All of which has led us to the point where data volumes have reached dizzying heights.

Dizzy & drowning

That dizzying effect caused by the mushroom cloud of data storage sees companies starting to drown in their own data reserves (hint: it’s called a data lake for a reason, the unstructured morass is murky and deep) with so much data being unknown, unclassified or at best under-utilised. There is of course a direct environmental impact here and the climate emergency lobby has the IT department’s number.

It’s now time for a data diet, and organisations need to learn that they can (still very competently) do more with less. This is a two-tier programme.

Step #1

Our first step on the data diet sees organisations work to consolidate data onto a common platform, thereby eliminating the existence and wider proliferation of separate data silos. They achieve this through focused indexing and classification of data based on its content and value to the company, and its predefined relevant record strategy. That process allows firms to see the wood for the trees (or the fish for the water, the data for the lakes) giving them the ability to centralise only that data which they need to, rather than everything. It also enables a business to then harness ‘sister’ techniques in this space including data deduplication and compression. A leaner beast emerges, as this consolidation means firms see that they can achieve data reduction rates approaching 96 percent whilst subsequently also optimising storage resources and saving money as they boost operational efficiency from the start.

Step #2

The second part of the data diet (and this is not just for now, it’s an ongoing commitment) sees the business start to harness AI against their lean data mountain. Producing valuable insights from the data, bringing the ability to gain intelligence using natural language, at pace, enabling businesses to flourish. Valuable data starts to become even more valuable and that’s because we’ve worked out how much value it materially has. As the firm now predominantly only holds onto valuable, useful, profitable data (or that which can be used for the greater good of society), it can start to reduce overall data volumes and by automating the classification process, it can make smart decisions about what data to keep and what to delete, including retention to defined periods and no longer/shorter. This also helps organisations in any industry vertical to align with compliance regulations and to minimise unnecessary storage costs.

Throughout the second part of this decade and beyond, we are now at the point where organisations need to take a more conscientious approach to computing as they shoulder an amplified responsibility for their operational data footprint.

Bye-bye data duplicates

The processes that define this responsibility are clear. Organisations should say goodbye to obsolete data, systems that are rife with duplicates, data repositories populated with orphans… and outdated test systems that serve no practical or functional purpose.

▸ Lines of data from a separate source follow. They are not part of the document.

Issue #9940, opened 2026-04-30
Add XPC interface class allow-lists (Mac App Store)


i2h3:
Part of: #9941

## Problem

Apple's XPC security guidelines require that `NSXPCInterface` objects have explicit class allow-lists for any collection or object-type method arguments via `setClasses:forSelector:argumentIndex:ofReply:`. Without them the XPC layer accepts arbitrary Objective-C objects, which is a potential sandbox escape vector and will be flagged in security review.

## Affected files

- `src/gui/macOS/findersyncxpc_mac.mm`
- `shell_integration/MacOSX/NextcloudIntegration/FinderSyncExt/FinderSyncXPCManager.m`
- `shell_integration/MacOSX/NextcloudIntegration/FileProviderExt/FileProviderExtension+NSXPCListenerDelegate.swift`

## Required change

For every `NSXPCInterface` created in the above files, call `setClasses:forSelector:argumentIndex:ofReply:` to restrict the allowed classes to the minimal set actually required by each protocol.

greatjourney589:
Hi, @i2h3 ,
Can I work on this issue?

i2h3:
I just commented and noticed that I had #9934 in mind which is a different topic. 😅 If you would like to, let me know. You can.

greatjourney589:
Thanks @i2h3 .

Rello:
Closing as completed after an automated backlog review. Pull request #10492 replaced the FinderSync XPC interface that motivated this task. The current interface no longer exposes the collection or arbitrary-object selectors that required class allow-lists, and the remaining listener-endpoint type explicitly does not require setClasses configuration. The original task is therefore obsolete after the refactor.

PR #10492, opened 2026-07-30
Refactored XPC for FinderSync Extension

### LINKED ISSUE #9934: Fix Mach exception entitlements (Mac App Store)
Part of: #9941

## Problem

The main app and FinderSyncExt carry `com.apple.security.temporary-exception` entitlements. Apple explicitly prohibits these in Mac App Store submissions.

Confirmed in the release build via `codesign`:

**FinderSync IPC** (main app + FinderSyncExt):
`FinderSyncXPCManager.m:91` opens `NSXPCConnection initWithMachServiceName:` for `{bundleId}.FinderSyncService` — a globally-registered Mach service. This requires `temporary-exception.mach-register.global-name` (main app) and `temporary-exception.mach-lookup.global-name` (FinderSyncExt).

Sources:
- `admin/osx/macosx.entitlements.cmake` lines 17–25
- `shell_integration/MacOSX/FinderSyncExt.entitlements.cmake` lines 11–14

**Sparkle spks/spki names** (main app only):
`com.nextcloud.desktopclient-spks` and `-spki` are looked up by **Sparkle**, not by our own code — which is why grepping `src/` for them finds nothing. They are required whenever the updater is built, and dead only when it is not.

Source: `admin/osx/macosx.entitlements.cmake` lines 21–25

## Required changes

1. **FinderSync XPC**: move the listener into a **Service Management login item** and rendezvous through it. See the note below on why the embedded-XPC-service approach originally proposed here cannot work.
2. **spks/spki**: make them **conditional on `BUILD_UPDATER`** rather than deleting them.

---

## Correction (2026-07-30)

Both originally proposed changes needed revising. Details, since the reasoning matters more than the conclusions:

### 1. An embedded XPC service cannot be reached by the extension

The original proposal was to embed `Contents/XPCServices/FinderSyncService.xpc` and connect with `initWithServiceName:`. That does not work: app-embedded XPC services are scoped to the containing app only.

`xpc_connection_create(3)`:

> Services bundled with an application are only accessible to that application. An external process cannot connect to those services.

Apple DTS on exactly this topology — a sandboxed Finder Sync extension connecting to a `.xpc` in its containing app ([forums/thread/112628](https://developer.apple.com/forums/thread/112628)):

> app-based XPC Services are scoped to the app that contains them, and you have two apps in play (well, your Finder Sync extension is an app extension, but it behaves like an app in this regard).

And on using one as a rendezvous broker ([forums/thread/715338](https://developer.apple.com/forums/thread/715338)):

> The `launchd` job in step one cannot be an XPC service. Third-party XPC services are always scoped to their container app and thus can't fulfil the primary requirement of an XPC rendezvous, namely, to be visible to both parties.

Prefixing the Mach name with the App Group does not help either. The App Group prefix lifts the *sandbox* check (`application.sb`: `allow mach-lookup mach-register (global-name-prefix …)`), but launchd still refuses to let a non-job check in under a name no `launchd.plist` declares. Both layers have to pass.

**What works**, and what has now been implemented: a Service Management login item vends the name; the client creates an *anonymous* listener and publishes its endpoint to the login item; the extension collects the endpoint and connects peer-to-peer. The broker relays nothing after the introduction. Its Mach service name is its own bundle identifier, `<team>.<reverse domain>.FinderSyncBroker`, which is simultaneously team-prefixed (a login item requirement) and inside the App Group prefix — so **both temporary exceptions for FinderSync are gone**, which is what this issue set out to achieve.

This is also the root cause of FinderSync being completely non-functional in 34.0.0: `NSXPCListener` in the app silently failed to activate (`xpc_error=[1: Operation not permitted]`), launchd answered every lookup from the extension with `error = 3: No such process`, and the client logged `FinderSync XPC listener started successfully` anyway. It appeared to work in development because Xcode's XPC debugging support grants precisely the dynamic-registration allowance the man page says will "absolutely NOT be made in the production scenario".

### 2. The Sparkle names are not dead

As already noted in the comment below, `-spks`/`-spki` are required in production builds with the updater enabled. Concretely:

- `cmake/modules/MacOSXBundleInfo.plist.in` sets `SUEnableInstallerLauncherService = true`, which routes installation through Sparkle's Installer XPC service.
- `Contents/Frameworks/Sparkle.framework/Versions/B/XPCServices/{Downloader,Installer}.xpc` ship in the bundle, and the Sparkle binary contains the `-spki` / `-spks` suffixes.
- A sandboxed app can only reach those Mach names via a temporary exception.

Deleting them therefore breaks updating — and only at update time, which is a bad failure mode to introduce.

They *are* dead when `BUILD_UPDATER` is off, which is necessarily the App Store configuration since App Store apps cannot self-update. So they have been made conditional on `BUILD_UPDATER` in `admin/osx/CMakeLists.txt`, with the manifest carrying `@SPARKLE_ENTITLEMENTS@`. Verified both ways:

- `BUILD_UPDATER=ON` → valid plist containing the Sparkle exception.
- `BUILD_UPDATER=OFF` → valid plist with **no `temporary-exception` entitlement at all**.

### Follow-up worth splitting out

The Sparkle binary also contains a third suffix, **`-spkp`**, which is absent from our entitlements. It may be unused in our configuration or it may be a latent gap in the sandboxed installer's progress reporting — not yet investigated.

### LINKED ISSUE #10478: The FinderSync extension does not work
In other words, describing the symptom: **Decorations and custom actions do not appear in Finder when using the classic folder synchronization.**

This is a frequent problem we receive reports about and also is very tricky to resolve. Partially, because the lifecycle and integration into Finder is controlled by macOS, not by us. Finder is known to have unreliable behavior and even other third-party apps and extensions unrelated to Nextcloud can break our integration by just being around on the same system.

This issue is going to be a meta issue to gather all the redundant and varying reports of the same problem. We get reports about this symptom all the time, across all versions, platforms and environments.

## Status

**The apparent root cause was identified and a solution is work in progress (#10492). The implementation shipped with 34.0.0 works fine in development environments but breaks only in production, hence this regression surfaced so late.**

i2h3:
- Fixes #10478
- Closes #9934 (because it is rendered obsolete)

## Checklist

## AI (if applicable)


AGENTS.md
```diff
@@ -175,6 +175,8 @@ The following details are important and only relevant when working on the deskto
 - To abstract macOS and Objective-C specific APIs, prefer to use Qt and C++ types in public identifiers declared in headers. Use and prefer Objective-C or native macOS features only internally in implementations. This rule applies only to the code in `src/gui/macOS`, though.
 - When writing code in Swift, respect strict concurrency rules and Swift 6 compatibility.
 - Manage memory explicitly and manually when writing or updating code located under `./src`. For example, do not use features like `__weak` from automatic reference counting in Objective-C because ARC is not used in this project.
+- Never log success from a platform call that cannot report failure. `-[NSXPCListener initWithMachServiceName:]` never returns `nil`, `-resume` returns `void`, and `NSXPCConnection` is lazy, so none of them tells you the channel works — libxpc reports activation failures only to its own log subsystem. Prove liveness with a round-trip that has a reply block and a timeout, and log that result instead. Version 34.0.0 shipped with FinderSync completely inert while the client log said `FinderSync XPC listener started successfully`, because it inferred success from exactly these calls.
```
claucambra: I don't think we should be adding this level of detail in the root AGENTS file. The more context we provide up front the less context is left to investigate the issue, and the more likely we are to influence them into going down unrelated rabbit holes. We should instead stick to progressive disclosure here

https://claude.com/blog/the-new-rules-of-context-engineering-for-claude-5-generation-models

I think there is a broader discussion we can have here about braking up this big instruction file into smaller, module-specific ones

admin/osx/CMakeLists.txt
```diff
@@ -21,6 +21,31 @@ else()
...
+# app can only reach that service's <bundle id>-spki / -spks Mach names via a temporary
+# exception, so with BUILD_UPDATER on these entitlements are load-bearing: dropping them breaks
+# updating, and only at update time.
+#
+# With BUILD_UPDATER off there is no Sparkle in the bundle at all (see find_package(Sparkle) in
+# the top-level CMakeLists.txt) and the names are genuinely dead. That is the configuration a
+# Mac App Store submission has to use, since App Store apps cannot self-update — and it is also
+# where temporary exceptions are prohibited. Making this conditional is therefore what lets the
+# App Store build carry no temporary-exception entitlements whatsoever.
+if(BUILD_UPDATER)
```
claucambra, line 37: Are these Sparkle changes related to the issue this PR is targeting?

admin/osx/mac-crafter/Sources/Utils/Signer.swift
```diff
@@ -75,6 +75,84 @@ enum Signer: Signing {
...
+    /// item: both `-status` and `-registerAndReturnError:` fail with EINVAL, the client logs
+    /// "Unable to find service status … error: 22", no launchd job is ever created, and the
+    /// FinderSync extension then loops forever against a Mach service that does not exist.
+    ///
+    /// None of that is visible at build time, which is exactly how it shipped once: the Xcode
+    /// target's `PRODUCT_BUNDLE_IDENTIFIER` was correct, but a literal in the login item's
+    /// `Info.plist` silently overrode it because `GENERATE_INFOPLIST_FILE` is `NO`. Checking the
+    /// built bundle is the only place the disagreement is observable.
+    ///
+    private static func assertLoginItemIdentifierMatchesFilename(_ loginItem: URL) throws {
```
claucambra, line 128: Let's please avoid such long comments in code. Comments should IMO describe what something is doing, it's not necessary to tell the whole story about why this change was originally necessary. If we are trying to provide context for agents about why a change is needed then that should go into a separate doc. Again, progressive disclosure is more effective: if the agents need more info, they can go look for it

doc/macOS-FinderSync-extension.md
```diff
@@ -15,23 +15,57 @@ distinct from the File Provider extension (`FileProviderExt`), which drives the
...
+`launchd.plist` may not be registered dynamically, and that the allowances XPC
+makes for this "in debug scenarios" will "absolutely NOT be made in the
+production scenario".
+
+Version 34.0.0 tried anyway. The listener silently failed to activate, launchd
+answered every lookup from the extension with `No such process`, and the client
+logged `FinderSync XPC listener started successfully` regardless — so Finder
+integration was completely dead for every classic sync folder while nothing said
+so. It worked in development only because Xcode's XPC debugging support grants
+exactly the allowance the manual page warns about.
```
claucambra: I don't see how this information is useful. The section above already explains what is necessary for XPC to work

doc/macOS-FinderSync-extension.md
```diff
@@ -15,23 +15,57 @@ distinct from the File Provider extension (`FileProviderExt`), which drives the
...
-failure is recognizable from logs alone. This document explains how to read them.
+[#8363](https://github.com/nextcloud/desktop/issues/8363). The extension only
+reports itself connected after a real **handshake** round-trip succeeds, and
+every outcome is logged, so a failure is recognizable from logs alone. This
+document explains how to read them.
+
+> **Never validate any of this from Xcode.** Because of the debugging support
+> mentioned above, a broken channel can appear to work under the debugger and
+> fail for every user. Install one copy in `/Applications`, launch it from
+> Finder, and attach to the running process if you need a debugger.
```
claucambra, line 61: This duplicates the info added to the agents file. I think this doc is the right place to have it, so it should be removed from the agents file

doc/macOS-FinderSync-extension.md
```diff
@@ -95,49 +169,115 @@ Key messages and what they mean:
...
+`log show` commands above.
+
+## Release checklist
+
+Neither the broker's registration nor the Mach service can be exercised by PR CI:
+[`macos-build-and-test.yml`](../.github/workflows/macos-build-and-test.yml) builds
+and runs `ctest`, with no signing identity, no GUI session, and without ever
+launching the app. `ctest` covers only the identifier contract
+([`test/testfindersyncbrokeridentity.cpp`](../test/testfindersyncbrokeridentity.cpp)),
+which pins the strings the three bundles must agree on. Everything else is manual:
```
claucambra, line 230: I think we need to mark this as a TODO. We should definitely figure out how to automate testing of this

shell_integration/MacOSX/CMakeLists.txt
```diff
@@ -31,9 +37,37 @@ if(APPLE)
...
         COMMENT building Mac Overlay icons
         VERBATIM)
 
+    # The login item that vends the FinderSync XPC endpoint.
+    #
+    # It exists because neither the client nor the FinderSync extension may publish a named
+    # XPC endpoint: only a launchd job can, and a Service Management login item is one. The
+    # client publishes an anonymous listener endpoint to the broker and the extension collects
+    # it from there, after which the two talk directly.
+    #
```
claucambra: This again duplicates info available in the doc

claucambra (changes requested):

AGENTS.md
i2h3: To my knowledge, an AGENTS.md up to 500 lines is fine and only a range beyond that it becomes notably beneficial to split it up.

Otherwise I agree. On a second thought, this line can be removed.

admin/osx/CMakeLists.txt
i2h3: I mixed #9934 and #9940 into my session because they are relevant and the long term goal of App Store compliance should be taken into consideration.

admin/osx/mac-crafter/Sources/Utils/Signer.swift
i2h3: > Comments should IMO describe what something is doing, it's not necessary to tell the whole story about why this change was originally necessary.

I object. Besides the code showing itself what it is doing, it lacks important background information such as _why_ it is doing something. Especially, when the choice was based on a factual learning and event it is valuable to not withhold that knowledge from others who read the code. It contributes to the bigger picture and understanding.

> If we are trying to provide context for agents […]

These code comments are less for the agents than they are for contributors (like me). I consider them important contextual learnings. They are the documentation of reasoning. Agents only make their maintenance possible in an efficient way. I prefer to have more elaborate, shared and persisted documentation rather than to build volatile memory silos from slowly derived knowledge.

I generalized it a bit to retain the important bits but without the explicit reference to the recent regression.

doc/macOS-FinderSync-extension.md
i2h3: Okay, I remove it. As mentioned earlier, those are the experience values usually internalized only and not shared.

doc/macOS-FinderSync-extension.md
i2h3: I had this question in different project already as well. Some bits are relevant for agents as they are for people. But AGENTS.md is for agents and likely people will not read it while something like README.md is for people and not necessarily read by agents unless told so. 🤔 I did not reach a conclusion on that yet. 🤷🏻‍♀️ Anyway, I removed it from the AGENTS.md

doc/macOS-FinderSync-extension.md
i2h3: Please open a GitHub issue about this instead, if you deem it important. I have doubts about the necessary effort to be justified for this. Issues in this regard would surface immediately in scope of the smoke test which is part of the release process anyway (with exception of the mishap in 34.0.0). That covers it a lot more cheaper and securely.

shell_integration/MacOSX/CMakeLists.txt
i2h3: I reduced it.

claucambra (commented):
The code changes look fine. 

I still think the quantity and length of comments in these changes is excessive. I understand providing context around certain additions motivated by solved problems is valuable. We should certainly seek to preserve what we learn during the development process. I just don't think doing so in code files is the best approach. Comments like the ones in `FinderSyncBrokerProtocol.h` are for me bordering on a code smell; they are lengthy, reference issues and problems that are not familiar to the reader, they increase cognitive load, they distract from the actual implementation of the method itself... I think a lot of these comments are better served living in a dedicated document for e.g. the broker extension. That way we can follow progressive disclosure and offer information where/when it is relevant for both humans and the agents.

Given the urgency of the issue, and since the functional changes in this PR are fine, we can go ahead and merge

shell_integration/MacOSX/NextcloudIntegration/FinderSyncExt/Services/FinderSyncBrokerProtocol.h
```diff
@@ -0,0 +1,104 @@
...
+ * The broker is only a rendezvous point. It stores the endpoint of the app's anonymous
+ * listener and hands it to the extension; all FinderSync traffic then flows directly
+ * between app and extension over that endpoint, so no message is ever relayed here.
+ *
+ * @note `NSXPCListenerEndpoint` needs no `-setClasses:forSelector:argumentIndex:ofReply:`
+ * allow-list. That API constrains the contents of *collection* arguments; a directly
+ * typed parameter takes its class from the method signature, and endpoints conform to
+ * `NSSecureCoding`. Passing an endpoint as `id`, or nested inside a dictionary, would
+ * require an allow-list — so do not do that.
+ */
```
claucambra, line 41: I think this is a good example of context that hinders rather than informs. It's a big information dump. This would be better served in a detailed doc explaining the issue, separated from the code

shell_integration/MacOSX/NextcloudIntegration/FinderSyncExt/Services/FinderSyncBrokerProtocol.h
```diff
@@ -0,0 +1,104 @@
...
+- (void)brokerVersionWithReply:(void(^)(NSString *version))reply;
+
+/**
+ * @brief Liveness probe.
+ *
+ * `-[NSXPCListener resume]` returns void and reports activation failure only to the XPC
+ * subsystem's own log, and `initWithMachServiceName:` never returns nil, so neither
+ * proves anything about the channel. Only a completed round-trip does: a reply here
+ * establishes that the Mach name really is in the bootstrap namespace and that the
+ * broker's listener delegate is accepting connections.
```
claucambra, line 94: Again, I think this exemplifies too much information being offered up front

shell_integration/MacOSX/NextcloudIntegration/FinderSyncExt/FinderSync.m
```diff
@@ -146,8 +146,22 @@ - (NSMenu *)menuForMenuKind:(FIMenuKind)whichMenu
...
+        // invisible failure into something screenshot-able.
         os_log_error(_log, "Not connected, cannot build menu.");
-        return nil;
+
+        NSString *appName = [[NSBundle mainBundle] objectForInfoDictionaryKey:@"CFBundleDisplayName"]
+            ?: [[NSBundle mainBundle] objectForInfoDictionaryKey:@"CFBundleName"] ?: @"Nextcloud";
+        NSMenu *menu = [[NSMenu alloc] initWithTitle:@""];
+        NSMenuItem *item = [menu addItemWithTitle:[NSString stringWithFormat:@"%@ — not connected", appName]
+                                          action:nil
+                                   keyEquivalent:@""];
```
claucambra, line 160: I think we should constify these pointers and fix the alignment of the selector parameters

shell_integration/MacOSX/NextcloudIntegration/FinderSyncExt/FinderSync.m
```diff
@@ -200,11 +225,18 @@ - (NSMenu *)menuForMenuKind:(FIMenuKind)whichMenu
...
 														action:@selector(subMenuActionClicked:)
 												 keyEquivalent:@""];
-			[actionItem setTag:idx];
+			// Carry the command on the item itself rather than an index into _menuItems. The
+			// menu outlives the array it was built from: a later GET_MENU_ITEMS round trip can
+			// reset and repopulate _menuItems before the user clicks, after which an index
+			// either selects the wrong command or is out of bounds and throws — crashing the
+			// extension. identifier is a plain string property from
+			// NSUserInterfaceItemIdentification, so unlike representedObject it survives
+			// whatever copying Finder does to the menu.
```
claucambra, line 238: I think this comment is far too wordy. It increases cognitive load. Seems to me we can explain this far more simply with

```
// Store the command on the menu item instead of an index into _menuItems. Finder may
// rebuild _menuItems before the user clicks, making the index invalid or pointing to
// the wrong command. identifier is copied with the menu item, so it remains valid.
```

shell_integration/MacOSX/NextcloudIntegration/FinderSyncExt/FinderSyncXPCManager.m
```diff
@@ -78,39 +101,296 @@ - (void)start
...
+// (developer.apple.com/forums/thread/802817). Setting a requirement that cannot succeed is
+// worse than setting none — the connection is invalidated on the first reply, which is exactly
+// how this manifested: the broker handed over the endpoint and we then rejected it, forever.
+//
+// The security property is still covered from both other directions:
+//   * the broker requires *us* to satisfy its requirement before it accepts our connection,
+//     and it does the same for the client;
+//   * the client validates the broker before publishing an endpoint to it.
+// And the broker's Mach service name lives inside the shared App Group, so registering it at
+// all means being a login item whose bundle identifier is prefixed with our team identifier.
```
claucambra, line 149: This extended comment doesn't help explain the code below. It justifies a broader technical decision based on a past decision not made by the reader. This belongs in a separate technical doc (which can be referenced here). If I am a reader trying to understand what this code does, I don't think it's valuable to know what didn't work. I would want to know what the code below does and have the option of reading more somewhere *if I need to*, rather than having those impede my understanding of this class implementation

src/gui/macOS/findersyncbrokeridentity.cpp
```diff
@@ -0,0 +1,71 @@
...
+
+QString brokerServiceName()
+{
+    // Must stay in lockstep with three other places, all of which are asserted against this
+    // function by testfindersyncbrokeridentity:
+    //   - PRODUCT_BUNDLE_IDENTIFIER of the FinderSyncBroker Xcode target
+    //   - the install destination in shell_integration/MacOSX/CMakeLists.txt, because a login
+    //     item's wrapper filename must equal its bundle identifier
+    //   - the extension's own derivation from NCApplicationGroupIdentifier
+    return appGroupIdentifier() + QStringLiteral(".FinderSyncBroker");
```
claucambra, line 27: This is a nice example of a comment that is useful as it explains something that is not explicit to this code but does directly affect this specific code

claucambra (commented):
The code changes look fine. 

I still think the quantity and length of comments in these changes is excessive. I understand providing context around certain additions motivated by solved problems is valuable. We should certainly seek to preserve what we learn during the development process. I just don't think doing so in code files is the best approach. Comments like the ones in `FinderSyncBrokerProtocol.h` are for me bordering on a code smell; they are lengthy, reference issues and problems that are not familiar to the reader, they increase cognitive load, they distract from the actual implementation of the method itself... I think a lot of these comments are better served living in a dedicated document for e.g. the broker extension. That way we can follow progressive disclosure and offer information where/when it is relevant for both humans and the agents.

Given the urgency of the issue, and since the functional changes in this PR are fine, we can go ahead and merge

Rello (approved):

The sum result of these actions can be massive i.e. data mountains crumble, data lakes dry up (or at least dissipate somewhat) and entire data ecosystems start to circulate with a new order with less chaos and fewer instances of unpredictability.

Cohesity’s Molyneux: Get on the data diet, you’ll feel like a new you… and your company too.

As a business sees its data universe take on a new form, there is a unique opportunity to gain insights during cyber events to identify compromised, encrypted, or stolen data, which now becomes more robust when backed by strong data intelligence powered by AI and the Machine Learning (ML) that drives the models and engines being deployed. Data insights can also accelerate legal, regulatory, criminal, and auditory timelines.

Leaner (and keener)

The medium to longer-term effects of embracing a data diet extend beyond cost savings and operational efficiency. Organisations can now reduce total data volumes as they take the opportunity to optimise storage resources and improve a firm’s sustainability score.

As a business carries this data lifestyle change into the future, it should take this opportunity to prioritise data quality over data quantity. With this new ‘healthier’ (data) lifestyle under our belts, we see the business now ready to streamline its operational fabric, achieve compliance, reduce costs and become a greener organisation as a whole. By classifying, indexing, and consolidating data, then embracing AI and ML for intelligent data insights and maintenance – while also understanding that we need to adopt responsible data management practices – we can move to a more sustainable and productive intelligent data landscape.